**WHAT NEEDS TO BE DONE**:
Repeat, line for line, the entries below from the first line to the line containing "Firstly because there", counting both ends.

------ GIVEN RECORDS ------

PR #300, opened 2016-02-25
Type checking under GraphQLList is too strict.

mwschall:
`Array.isArray` is being used before running `map`. This precludes, for example, [Backbone](http://backbonejs.org/)-style Collections from being considered valid iterables despite them having the required array-like functionality.

### DIFF
--- a/src/execution/execute.js
+++ b/src/execution/execute.js
@@ -695,7 +695,7 @@ function completeValue(
   // If field type is List, complete each item in the list with the inner type
   if (returnType instanceof GraphQLList) {
     invariant(
-      Array.isArray(result),
+      typeof result.map === 'function',
       'User Error: expected iterable, but did not find one ' +
       `for field ${info.parentType}.${info.fieldName}.`
     );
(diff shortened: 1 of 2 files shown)


leebyron:
Thanks for bringing this up! I agree it's too strict, and as you can see there's a slightly aging TODO to fix this, so I'm glad you took a crack at it. However I don't think this is the right approach.

Firstly because there are many array-like iterable collections that do not provide a `map` method, and would continue to be ignored by this.

Also, there are array-like iterable collections for which `map` does not return an Array, but another instance of the same array-like iterable collection type. That could cause these methods to return the wrong type of thing and result in hard to track bugs.

I think the right approach is to use the [https://developer.mozilla.org/en-US/docs/Web/JavaScript/Reference/Iteration_protocols] protocol. There is a little bit more complication to this than just directly using this protocol because not all JavaScript runtimes support it (modern ones do) and so you still need to handle the Array case directly.

This would also mean that using non-Array collection would need to implement the iterator protocol. Many do today, but as far as I can tell Backbone Collection does not yet. (It wouldn't be that hard to add!)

------

**TASK RESULT**:
PR #300, opened 2016-02-25
Type checking under GraphQLList is too strict.

mwschall:
`Array.isArray` is being used before running `map`. This precludes, for example, [Backbone](http://backbonejs.org/)-style Collections from being considered valid iterables despite them having the required array-like functionality.

### DIFF
--- a/src/execution/execute.js
+++ b/src/execution/execute.js
@@ -695,7 +695,7 @@ function completeValue(
   // If field type is List, complete each item in the list with the inner type
   if (returnType instanceof GraphQLList) {
     invariant(
-      Array.isArray(result),
+      typeof result.map === 'function',
       'User Error: expected iterable, but did not find one ' +
       `for field ${info.parentType}.${info.fieldName}.`
     );
(diff shortened: 1 of 2 files shown)


leebyron:
Thanks for bringing this up! I agree it's too strict, and as you can see there's a slightly aging TODO to fix this, so I'm glad you took a crack at it. However I don't think this is the right approach.

Firstly because there are many array-like iterable collections that do not provide a `map` method, and would continue to be ignored by this.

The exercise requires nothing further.